Burton Elite 150. I don't even know what year it was anymore. Somewhere between '85 - '87.


----------



## BurtonAvenger (Aug 14, 2007)

My god look at how back seat that was. I'm so jealous of that stance.


----------



## Guest (Aug 6, 2008)

I actually had to email Santa Cruz and ask them what was up with my first board that I bought back in '99/'00. It's a '99 Santa Cruz S-Type 160 with Salomon SP3 bindings and some really crappy Lamar boots. SC said the board was more of a racing setup, very stiff board.


----------



## BurtonAvenger (Aug 14, 2007)

Wait SC actually answered an email? I thought they went out of business.


----------



## sedition (Feb 8, 2007)

BurtonAvenger said:


> Wait SC actually answered an email? I thought they went out of business.


Santa Cruz Snowboards 2008


----------



## BurtonAvenger (Aug 14, 2007)

I know they're around its a joke because there's inside rumblings that they're going under.


----------



## Guest (Aug 6, 2008)

I wouldn't doubt it, they aren't mainstream anymore and there's a lot of good competition out there. They answered my email in about two days, I sent them a picture of the board, then sent me an email the next day telling me about it.


----------



## Dcp584 (Sep 10, 2007)

1991 Burton Air w/ Burton Freestyle Bindings not sure what size but I could always go home and check since it is in my basement.


----------



## Suburban Blend (Feb 23, 2008)

*Gay as in funny*

OK how about those first boards in action?

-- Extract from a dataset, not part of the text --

PR #375, opened 2020-09-10
implement infinite scrolling on case page

elena-vi:
## Context

the case pages take very long to load, I suspect because it takes too long to render the action diary timeline, implementing infinite scrolling might make the case pages load faster and provide the same user experience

This is my second board, a Sims Halfpipe that replaced a broken Switchblade.. 1989 in my Life's a Beach ****** racing at Coronet Peak in NZ.  Yes, I'm laughing at myself...


----------



## Guest (Aug 7, 2008)

That's some steezy onesuit jacket you got there Suburban. No Joke.


----------



## Guest (Aug 18, 2008)

1984 Burton Performer.

It had the snurfer cord and two holes in the nose. The big deal with this board was the heel straps that were integrated into the bindings.

Dang I'm old. :laugh:


----------



## madsteezy (Jul 7, 2008)

First board i ever owned was a 146 morrow customized revert with preston t1 bindings. Still have the thing laying around in my room. No idea how old it was but it looked like it had definetly been through a few seasons when i bought it used like 6 or 7 years ago.


----------



## Guest (Aug 18, 2008)

My first board was the Salomon Pulse 07.


----------



## Guest (Aug 19, 2008)

Ha I can't even remember mine it was some kind of Kemper or someting like that its so old I only had it for a season before I got my Vista in 2000


----------



## kri$han (Feb 24, 2007)

Mine was a 2006 Option Icon 154 with some Sims somethingortheother bindings... yeap, I've only been in this for two full seasons :laugh:... but i think I'm progressing quickly

I still have the board, and i sold the bindings i bought it with for $50... I'm gonna keep it as my "learn-new-stuff-on" board.


----------



## Guest (Aug 19, 2008)

Wow, my first board was a Mistral, picked it up in 1991 or so at a good old ski school swap. And it was WAY too big for me, kinda wish I would've held on to it for memories sake.


----------



## SummitAtSnoq (Oct 26, 2008)

Simply^Ride said:


> Flamer!!!! :laugh::laugh::laugh:


Suppose he had that coming huh.


----------



## Guest (Oct 26, 2008)

a 99 Marrow fury 
with generic Marrow bindings
and generic marrow boots
$300 brand new
lol wow times have changed


----------



## Guest (Oct 26, 2008)

The board on the right was my first board. I think it's a liquid 145, (Don't remember what kind), circa '95-ish. The one on the left was my second. It's a ros. dazer 145, circa '99. You can't see em, but it's got some gay flames on the bottom.


----------



## RomeBeta32 (Oct 21, 2008)

My first board was a Tucker handmade 148(wood floor lookin topsheet, with "T U C K E R" on base, back around 96


----------



## Guest (Oct 26, 2008)

Corporate Lackey

Burton A deck 59
frestyle binders
Ion boots


----------



## Nivek (Jan 24, 2008)

Lamar Impact 155
Freestyles
Prions

Man that thing was a plank, I think I sold it for like $40. Of course I only paid $90 at sniagrab. Thats when I was rockin fiero goggles, target ski pants, and an alpine design jacket. Whatever, it got me stoked on snowboarding.


----------



## Guest (Oct 27, 2008)

haha I had an Airwalk board. Green. Good times..


----------



## lopro (Oct 7, 2008)

Nidecker Smoke
Drake F60 Bindings
Some horrible vans boots

I had this setup for way too long.


----------



## Guest (Nov 1, 2008)

*First Post*

first board is the one i just bought

Rossignol Sultan 150
Salomon Force binds
no boots yet.
can't wait for this season to start


----------



## Penguin (May 30, 2008)

Salomon Transfer 156
Flow MK3 bindings
Airwalk somethings size 11, then Salomon Dialogue size 10.5

(I just got 9.5s, haha)


----------



## SFshredder (Apr 8, 2008)

K2 Podium.


----------



## Guest (Nov 2, 2008)

My first board was a 146 (I think) Gnu...that was years ago. It was green, ugly and heavy! It was horrible to learn on. 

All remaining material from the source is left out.